Delta Lake in Databricks: ACID transactions for data at scale
João Barros
08 de August de 2024
2 min read
Delta Lake is an open-source storage layer that adds transactional reliability to Parquet files in the Data Lake. In Databricks, it is the default format for all tables, bringing ACID guarantees that plain Parquet does not offer.
What Delta Lake brings
- ACID Transactions — atomic operations ensure the table state is always consistent, even with mid-way failures.

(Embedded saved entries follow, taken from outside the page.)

PR #2350, opened 2022-06-29
Examples: less redundancy, improve fullscreen

dhardy:
Added [softbuffer](https://crates.io/crates/softbuffer) as a dev-dependency, as discussed in #2246. This is only one new example; I'm not sure it has a lot of utility. (It would be nice to see this used in at least `examples/transparency`, but this didn't work and due to the simple nature of the `softbuffer` crate I opted not to investigate further.)

Improved input handling of `examples/fullscreen` (expecting use of the console for input while in fullscreen mode is not user friendly).

Removed three examples which are redundant with others.

- [ ] Tested on all platforms changed
- [ ] Added an entry to `CHANGELOG.md` if knowledge of this change could be valuable to users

- Schema Enforcement — rejects writes with incompatible schema, preventing silent corruption.
- Time Travel — access previous table versions by timestamp or version number.
- Upserts with MERGE — atomic insert/update/delete operations in a single statement.
Create and write a Delta table
# PySpark
df.write.format("delta").mode("overwrite").save("/mnt/datalake/silver/sales")
# Or via SQL
CREATE TABLE sales USING DELTA LOCATION '/mnt/datalake/silver/sales'
Time Travel
# By version number
df_v3 = spark.read.format("delta").option("versionAsOf", 3).load("/mnt/datalake/silver/sales")
# By timestamp
df_jan = spark.read.format("delta").option("timestampAsOf", "2024-01-01").load("/mnt/datalake/silver/sales")
MERGE (Upsert)
from delta.tables import DeltaTable
delta_tbl = DeltaTable.forPath(spark, "/mnt/datalake/silver/sales")
delta_tbl.alias("tgt").merge(
df_new.alias("src"),
"tgt.sale_id = src.sale_id"
).whenMatchedUpdateAll().whenNotMatchedInsertAll().execute()
Optimize and vacuum
OPTIMIZE sales ZORDER BY (sale_date, customer_id)
VACUUM sales RETAIN 168 HOURS -- keep 7 days of history
Conclusion
Delta Lake is the foundation of any modern Data Lakehouse. In Databricks, it is natively integrated and enabled by default — take advantage of MERGE for incremental ingestion and Time Travel for audits and error recovery.